Had she been able to take to the field in that time, there’s no doubt we’d be talking about Brake tracking down a try record well in excess of 300.
READ ALSO No slowing down: Newlywed Michaela Brake returns to Black Ferns Sevens fold in Perth
Brake and Woodman-Wickliffe are two vastly different personalities, from different backgrounds and parts of Aotearoa, but both come from hugely supportive, rugby loving families.
There have always been obvious similarities in their pace and power – but over the latter stages of Woodman-Wickliffe’s career her role changed, with Brake one of the benefactors.
As the former’s strength to draw in defenders became increasingly important to New Zealand’s success, Brake had the room to roam on the opposite edge and her try-scoring numbers rocketed: 43 in the 2023 season and 53 in 2024. Woodman-Wickliffe, by contrast, scored 24 and 27, although she missed the first two events in 2023 after the Rugby World Cup.

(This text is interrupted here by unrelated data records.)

PR #3918, opened 2015-05-21
Detect the .venv in any parent directory of the current directory

cbazin:
This patch allow the autoactivation of virtualenv in any parent directory.

This is useful when the .venv directory is not at the root of the git repository.

In addition, it works even if the .venv is not in a git repository.

PR #4025, opened 2015-06-15
Fix for the fact that realpath is not installed on OS X by default (fixes #4030)

### LINKED ISSUE #4030: New dependency (realpath) breaks when switching to a directory present with a virtualenv
```bash
sudo apt-get install realpath
```

SandyRogers:
…so plugin would not work

Issue was introduced by pull request #3918.
This fixes #4030.

This is a bit of a work-around for now (just checks if realpath is
installed…) but at least the plugin works again :+1: 

Better would be to install it, e.g.
https://github.com/harto/realpath-osx

### DIFF
--- a/plugins/virtualenvwrapper/virtualenvwrapper.plugin.zsh
+++ b/plugins/virtualenvwrapper/virtualenvwrapper.plugin.zsh
@@ -36,14 +36,25 @@ if [[ ! $DISABLE_VENV_CD -eq 1 ]]; then
   function workon_cwd {
     if [ ! $WORKON_CWD ]; then
       WORKON_CWD=1
-      # Check if this is a Git repo
-      PROJECT_ROOT=`pwd`
-      while [[ "$PROJECT_ROOT" != "/" && ! -e "$PROJECT_ROOT/.venv" ]]; do
-        PROJECT_ROOT=`realpath $PROJECT_ROOT/..`
-      done
-      if [[ "$PROJECT_ROOT" == "/" ]]; then
-        PROJECT_ROOT="."
+      
+      # Check whether realpath is installed (it isn't on a mac...)
+      if type "$realpath" > /dev/null; then
+        # If we have realpath, can auto switch virtualenv based on git name
+        # Check if this is a Git repo
+        PROJECT_ROOT=`pwd`
+        while [[ "$PROJECT_ROOT" != "/" && ! -e "$PROJECT_ROOT/.venv" ]]; do
+          PROJECT_ROOT=`realpath $PROJECT_ROOT/..`
+        done
+        if [[ "$PROJECT_ROOT" == "/" ]]; then
+          PROJECT_ROOT="."
+        fi
+      else
+        PROJECT_ROOT=`git rev-parse --show-toplevel 2> /dev/null`
+        if (( $? != 0 )); then
+          PROJECT_ROOT="."
+        fi
       fi
+      
       # Check for virtualenv name override
       if [[ -f "$PROJECT_ROOT/.venv" ]]; then
         ENV_NAME=`cat "$PROJECT_ROOT/.venv"`


ncanceill:
Looks good.

This fixes #4030, please include `fixes #4030` in the PR description text.

@robbyrussell this is a hot fix for the last upgrade, please pull it along with #4002

joeghodsi:
From #4030. Does this handle the reporter's issue:
`kill it and then install realpath. And now the error is gone, but it's not automatically activating the virtualenv`

agonzalezro:
Tested locally, works great.

Yes @joeghodsi it seems that #4030 is fixed as well.

Tested in a mac with and without `coreutils` package installed.

SandyRogers:
Yes I believe the fix here addresses problems mentioned in #4030 so should be good to go.

davidetruffo:
hi! 
is this available via "upgrade_oh_my_zsh" yet? :)

ncanceill:
Not yet, but @robbyrussell should be merging this soon.

MrHalfman:
Why aren't you usign `readlink -f` instead of `realpath`?
It seems to be a better solution :wink:.

SandyRogers:
@MrHalfman Cool, I will try readlink instead (this pull request was just meant as a super quick hotfix).

SandyRogers:
@MrHalfman OS X supplied `readlink` doesn't have `-f` option, unless user has installed `greadlink` via e.g. homebrew. There are workarounds I guess, but I'd suggest we merge this pull request for now to at least get things operational again for OS X users...

cbazin:
Given stackexchange and stackoverflow  "readlink -f" might be a good alternative for Linux systems but for osx the problem is still the same.

Maybe we could try something like this : 
PROJECT_ROOT=$(cd "$PROJECT_ROOT/.."; pwd)
Instead of :
PROJECT_ROOT=`realpath $PROJECT_ROOT/..`

It might work (except if the macosx users doesn't have pwd ;-)

Source : 
http://stackoverflow.com/questions/5756524/how-to-get-absolute-path-name-of-shell-script-on-macos

mail6543210:
What about only adding `cd` approach as a fallback of `realpath` approach?

As an Ubuntu user, since debian is adding `realpath` from `coreutils` in `v8.23-1`, it'll be available in debian-based distros soon.
(Currently, it's available for debian>=jessie and ubuntu>=utopic.)

But I'm not sure about the availability of `realpath` in other Linux distros.

Or maybe using `alias realpath=readlink [-f]` and `unalias realpath` as a fallback of `realpath`?

agonzalezro:
I don't fully understand the problem here.

If I understand the problem properly using `realpath` will "fix" a path from: `/Users/agonzalezro/this/is/something/../.venv` to `/Users/agonzalezro/this/is/something/.venv`.

Are those `..` so problematic? I would bother too much about getting the realpath of that path.

mail6543210:
Another minor question, why is the dollar sign in line 41?

Is realpath a variable in Mac?

On my ubuntu, `type "$realpath"` is always evaluated as false, which totally disables the effect of PR #3918 .

I guess it should be `type realpath`, and can be replaced by 
`if (( $+commands[realpath] )); then`
that is, using zsh's builtin variable to detect executable.

agonzalezro:
@mail6543210 `realpath` is part of the `coreutils` package. It's not installed by default.

mail6543210:
@agonzalezro but `readlink` is also in `coreutils`?

agonzalezro:
@mail6543210 it is. But as @SandyRogers mentioned before you will need to have install greadlink (the GNU version).

It's becoming a little bit messy since none of those are installed by default.

Would it be possible to just don't clean that path as I asked before? Of course, this is up to the creator of the PR & the maintainers, but it could be a "good" solution.

MrHalfman:
The original problem was that the venv plugin does not automatically "enables" venv if its directory is not situated in the root path of the project.
So, if I understand well your suggestion @agonzalezro the result will cancel PR #3918.

I think that the solution suggested by @cbazin is the good one. (Use cd for OSX)

agonzalezro:
@MrHalfman I don't want to change the loop so #3918 will still be working. But inside the loop instead `realpath`ing everything you will be appending `/..` to the final path.

cbazin:
@agonzalezro

If you don't use the absolute path of the file, you can't compare the path with "/" which is the exit condition of the loop in case there is no .venv in the superdirectories. 
 
Again, the following line should solve the problem for both osx and linux : 

PROJECT_ROOT=$(cd "$PROJECT_ROOT/.."; pwd) 

(The problem is that it calls "cd" and "pwd" many times.)

mail6543210:
@agonzalezro I've got your point. Thanks!

@cbazin The problem of using `cd` is that `cd` doesn't follow the symbolic links.
So a symlink in `DirA` pointing to a subdir `SubDirA` of a project `DirPrj` will not workon `DirPrj/.venv` but `DirA/.venv`.

cbazin:
@mail6543210 Isn't it odd (error prone) to allow this behaviour? 

Imagine you follow 1, 2, 3 or even more symlinks, it becomes very hard for the programmer to understand which virtualenv is currently active.

If you don't follow the symlink, the behaviour seems to be more straightforward.

Do you know how it worked before the patch?

mail6543210:
@cbazin Yes, it's odd. But if someone use this behavior, which venv might they expect to workon? `DirPrj`(`realpath`/`readlink`) or `DirA`(`cd`)?
Actually, we'll never know:) I guess they most likely expect the former, but maybe in some cases the later(?).

I just find out that `cd` can follow symlic too, by using the option `-P`.
Which becomes:
`PROJECT_ROOT=$(cd -P "$PROJECT_ROOT/.."; pwd)`

cbazin:
Ok. I still feel the behaviour is error prone but the backward compatibility is more important.
I checked with a prior version of oh-my-zsh and the git command does follow the symbolic links.

Thus It seems the solution proposed by @mail6543210 is the best so far.

    PROJECT_ROOT=$(cd -P "$PROJECT_ROOT/.."; pwd)

Maybe a global option could be a good idea (to follow symlink or not).

timmow:
zsh allows [parameter expansion](http://zsh.sourceforge.net/Doc/Release/Expansion.html#Parameter-Expansion) - would it work to replace

```
PROJECT_ROOT=`realpath $PROJECT_ROOT/..`
```

with

```
PROJECT_ROOT=${PROJECT_ROOT:A:h}
```

Where the A modifier "Turns a file name into an absolute path, resolving symlinks"
and the h modifer "Removes a trailing pathname component, leaving the head. This works like ‘dirname’."

This seems to work for me locally

apjanke:
@timmow: Yeah, that `:A:h` is standard Zsh, and should work portably with no external dependencies. That's how I'd do it. Works for me on OS X 10.9.

Here's a better link to the [Parameter Expansion Modifiers subsection](http://zsh.sourceforge.net/Doc/Release/Expansion.html#Modifiers) that documents `:A` and `:h`.

oryband:
:+1: can we mergergerz this already plz k thx bai?

cbazin:
It seems to be the best answer so far. 

This solution is less explicit (readable) than the 'cd' solution but it uses the zsh syntax.

tklovett:
Please please please please please merge this or another fix as soon as possible. The first `cd` in every new terminal window infinite loops and its so frustrating :(

SandyRogers:
Sorry for silence on my part. I will try and implement one of these alternative suggestions this weekend, since my original solution seems out of favour.

apjanke:
Sorry for stepping on your PR, @SandyRogers, but it seems like you're busy at the moment, and this is breaking stuff out in the wild. I've put in a simpler PR #4106 using `zsh`-native `:A`, which does the same thing as `realpath` with no external dependencies. It supersedes this PR.

If folks could try out #4106, I'd appreciate that. It's a simple change and should be an easy merge.

SandyRogers:
Nice, thanks @apjanke! Yep I've been busy, and it was perfect weather this weekend cycling/being on the river...! Will try out your PR now.

mcornella:
@SandyRogers try #4074 instead, there's a slight difference in the algorithm of #4106.

apjanke:
I don't think there is, actually: #4074 is just making the same mistake as this #4025. A single call to `realpath` or `:A` resolves the symlinks at *all* levels of the file path, so the additional calls to it as you're walking up the path are unnecessary. The end result is the same, but with more I/O.

I've included a test case on #4074 that demonstrates this behavior.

Brake showed in Perth in January that she can still be a devastating strike weapon, but the way New Zealand is playing is also evolving – perhaps in preparation for the day they can’t call on her electric speed.
In the opening weekend of the HSBC SVNS Series in Dubai, they had 10 different try-scorers. Eight different players crossed in both Cape Town and Perth.
Risi Pouri-Lane is equal fifth on the try-scoring list this season, the highest-ranked New Zealand player. But there are eight Black Ferns Sevens in the top 20 so far. While Brake remains their ultimate strike weapon, they have multiple ways to score.
Once she does overtake Woodman-Wickliffe, just how long Brake holds top position will depend on how much longer she plays.
Levi is marching up the list in much the same manner she does on the field – at pace, plowing a path up to the top of the log at a strike rate never before seen.
But Brake is a ferocious competitor. Perhaps being the first to 300 is in her sights before she calls it a day?
Since the inception of the women’s competition in 2012, the game has been blessed with quality finishers, players with raw speed, superb athletes who became outstanding rugby players. Ellia Green, Naya Tapper, Bianca Farella and Amee-Leigh Costigan set the standard – and now a new generation of fliers in Thalia Costa, Krissy Scurfield and Ariana Ramsey are taking things to another level. Levi, meanwhile, is in a category all of her own.
But, just as their predecessors were doing 10 years ago, all these players are chasing two Kiwis.
Portia Woodman-Wickliffe changed the face of the game. Michaela Brake is continuing her legacy.